Work task → Word for word, return every record that follows.

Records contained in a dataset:

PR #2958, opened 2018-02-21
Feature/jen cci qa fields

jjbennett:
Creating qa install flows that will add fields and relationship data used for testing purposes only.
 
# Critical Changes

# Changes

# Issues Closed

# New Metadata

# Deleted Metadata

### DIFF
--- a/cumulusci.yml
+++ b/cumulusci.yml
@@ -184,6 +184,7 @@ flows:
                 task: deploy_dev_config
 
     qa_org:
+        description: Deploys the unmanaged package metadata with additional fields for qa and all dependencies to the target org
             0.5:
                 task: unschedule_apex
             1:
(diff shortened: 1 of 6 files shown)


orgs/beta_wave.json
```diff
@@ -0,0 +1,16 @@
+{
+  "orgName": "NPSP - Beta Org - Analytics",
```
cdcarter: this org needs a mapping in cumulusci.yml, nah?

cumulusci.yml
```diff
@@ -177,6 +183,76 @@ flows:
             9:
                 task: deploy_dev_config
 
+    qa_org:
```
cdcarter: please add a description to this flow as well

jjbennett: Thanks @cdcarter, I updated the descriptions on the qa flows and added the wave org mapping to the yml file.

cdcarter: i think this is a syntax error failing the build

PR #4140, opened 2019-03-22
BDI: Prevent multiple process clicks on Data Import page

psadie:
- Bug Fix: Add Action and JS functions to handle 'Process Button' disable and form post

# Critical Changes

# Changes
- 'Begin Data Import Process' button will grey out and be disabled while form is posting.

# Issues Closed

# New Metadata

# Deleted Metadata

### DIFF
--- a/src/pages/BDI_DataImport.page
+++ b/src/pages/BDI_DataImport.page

Task solution →
PR #2958, opened 2018-02-21
Feature/jen cci qa fields

jjbennett:
Creating qa install flows that will add fields and relationship data used for testing purposes only.
 
# Critical Changes

# Changes

# Issues Closed

# New Metadata

# Deleted Metadata

### DIFF
--- a/cumulusci.yml
+++ b/cumulusci.yml
@@ -184,6 +184,7 @@ flows:
                 task: deploy_dev_config
 
     qa_org:
+        description: Deploys the unmanaged package metadata with additional fields for qa and all dependencies to the target org
             0.5:
                 task: unschedule_apex
             1:
(diff shortened: 1 of 6 files shown)


orgs/beta_wave.json
```diff
@@ -0,0 +1,16 @@
+{
+  "orgName": "NPSP - Beta Org - Analytics",
```
cdcarter: this org needs a mapping in cumulusci.yml, nah?

cumulusci.yml
```diff
@@ -177,6 +183,76 @@ flows:
             9:
                 task: deploy_dev_config
 
+    qa_org:
```
cdcarter: please add a description to this flow as well

jjbennett: Thanks @cdcarter, I updated the descriptions on the qa flows and added the wave org mapping to the yml file.

cdcarter: i think this is a syntax error failing the build

PR #4140, opened 2019-03-22
BDI: Prevent multiple process clicks on Data Import page

psadie:
- Bug Fix: Add Action and JS functions to handle 'Process Button' disable and form post

# Critical Changes

# Changes
- 'Begin Data Import Process' button will grey out and be disabled while form is posting.

# Issues Closed

# New Metadata

# Deleted Metadata

### DIFF
--- a/src/pages/BDI_DataImport.page
+++ b/src/pages/BDI_DataImport.page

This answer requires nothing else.